Book cover image from Dooyoo (Corgi, 2005)
David Umber is "a man fleeing the past as well as pursuing it." He gets in a lot of hot water along the way -- so much that it looks like there's no way out. Worse, he fears he is pulling others down with him, a familiar feeling for this sensitive and traumatized man.
The story begins at the ancient stone circle of Avebury, where neolithic people built a henge. The history of this stone circle, like that of many other henges in the UK, has been obscured by time.
Goddard describes the ancient settlement as "a landscape where the unexplained and the inexplicable lie still and close, where man-made markers of a remote past mock the set and ordered world that is merely the flickering, fast-fleeing present."
Even so, what began on that warm Avebury afternoon was "of an order that did not allow for genuine forgetting." Many years later, it remains in the mind of David Umber, "simply there, always, pulling him back, dragging him down." This memory has become the dominant fact of his life, and all he can do in the face of it is to refine his "tactics of evasion."
Umber keeps well away from anything that might remind him, until he is sought out by the retired policeman George Sharp, who appears at his obscure hideout in Prague. That's when Umber, the failed historian, begins to unearth the part of his own past that he has tried so hard to bury.
George Sharp has new information on an ancient case.

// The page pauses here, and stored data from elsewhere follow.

Issue #7954, opened 2021-02-15
Investigate yaml schema validation


wochinge:
**Description of Problem**:
When we read YAML training data files, we validate them against a schema. [This is currently taking a lot of time](https://github.com/RasaHQ/rasa/issues/7892#issuecomment-778302866). Skipping this step e.g. brings down the training data reading times from 18 minutes to 8 minutes.

**Overview of the Solution**:
* is there a faster library? 
* Can we accelerate our current library?
* Should we add a flag to the CI to disable the schema validation?

**Definition of Done**:
- [ ] Propose next steps to speed up the YAML schema validation

wochinge:
related https://github.com/RasaHQ/rasa/issues/7977

We should also double check if the [schema extension here](https://github.com/RasaHQ/rasa/blob/b1fc73f3f238905ddd55f50e75bb494b8e9188d9/rasa/shared/utils/validation.py#L154) is needed or can be accelerated

joejuzl:
See: https://json-schema-everywhere.github.io/yaml#:~:text=While%20YAML%20has%20advanced%20features,supported%20choice%20for%20YAML%20validation.

gausie:
We should consider using jsonschema (and making the schemas public)

alwx:
We decided to drop this one because the performance is good already and because we have more important stuff to work on.

PR #8142, opened 2021-03-09
Allowing dictionary under `slot_was_set` in the stories schema

Imod7:
**Proposed changes**:
- Updating the schema file `stories.yml` to allow the presence of a dictionary under `slot_was_set` key in the `stories.yml`.

**Current investigation**:

- The validation of the `yaml schemas` happen in the function `validate_yaml_schema` at this [point](https://github.com/RasaHQ/rasa/blob/4cfc48a7ac0fa60f782076759dfe886c9f0fe12f/rasa/shared/utils/validation.py#L170) in the code where the `validate` function of the `Core class` (of `pykwalify`) is called.
- Currently, the change I did was to update the `stories schema` to allow a dictionary under `slow_was_set` by adding the type `map` with `allowempty : True` which means that it can 
[_have keys which are not present in the schema, and these can map to anything._](https://pykwalify.readthedocs.io/en/unstable/validation-rules.html#allowempty)
- I tried also `type: "any"` which also checks the stories.yml and returns it as a valid file but it feels like it undermines all the previous checks since based on the docs [_type any : will always be true no matter what the value is, even unimplemented types_](https://pykwalify.readthedocs.io/en/unstable/validation-rules.html#type). 
- I was also thinking that maybe the ideal would be to check the [stories schema file](https://github.com/RasaHQ/rasa/blob/main/rasa/shared/utils/schemas/stories.yml) in combination with the [domain schema file](https://github.com/RasaHQ/rasa/blob/main/rasa/shared/utils/schemas/domain.yml) in order to do something like _if the slot is of type any in the domain, it should pass the validation check in stories_ but I am not sure if this is possible and how in `pykwalify`. If it is possible then we could also take into account the ‘influence_conversation’ value in the domain file which can affect the check in the `stories schema`.

The solution in this PR is related and would be affected from the progress in this [ticket](https://github.com/RasaHQ/rasa/issues/7954). 

### DIFF
--- a/.gitignore
+++ b/.gitignore
@@ -67,6 +67,7 @@ examples/moodbot/errors.json
 examples/formbot/models*
 examples/concertbot/models*
 examples/moodbot/models*
+examples/e2ebot/results/*
 failed_stories.md
 errors.json
 pip-wheel-metadata/*
@@ -83,6 +84,6 @@ env
 .history
 rasa/segment_key
 rasa/keys
-
+/results/
 # Local Netlify folder
 .netlify
--- a/examples/e2ebot/tests/test_stories.yaml
+++ b/examples/e2ebot/tests/test_stories.yaml
@@ -1,0 +1,61 @@
+version: "2.0"
+stories:
+- story: Happy path accepts suggestion  
+  steps:
+  - user: |
+      hi
+    intent: greet
+  - action: utter_greet
+  - user: |
+      show me a place to eat  
+    intent: search_restaurant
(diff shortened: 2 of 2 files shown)


Imod7:
Thank you so much for the review @alwx ! 

Two more things : 
- If you could you also take a look at the changelog I added that would be awesome! 🙏🏽
- And also I wanted to ask you if I should add a test for this change or not? It looks like a small change to add a test but maybe I should since it affects the validation process.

Now retired from the police force, he is no longer obliged to abide by its rules. A man with a mission, he wants Umber as an ally.

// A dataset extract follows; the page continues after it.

PR #17, opened 2017-05-14
badger: fix error return

jbowens:
Propagate any errors from lz4.Decode. Looks like the existing code 
would panic with a slice indexing error when extracting the key and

Sharp understands Umber's reluctance to reopen old wounds. In an effort to make the task easier, he invites his associate to re-frame the passage of time not as a disadvantage, but as "a blessing" that will help them unveil the mystery. Time, says the old copper, reveals a pattern, and uncovering that pattern can lead to the truth.
Making an effort to overcome his unwillingness, David Umber does what he knows he must. He follows Sharp into the minefield of memories. The death of David's ex-wife Sally was found by the coroner to be an accident, but was it really? Could it have been suicide, or worse?
Sally's best friend Alice, a veteran of the Greenham Common protest, doesn't trust the authorities. On the day of Sally's funeral, Edmund Quested chose not to pass on a certain phone message, considering this an act of protection.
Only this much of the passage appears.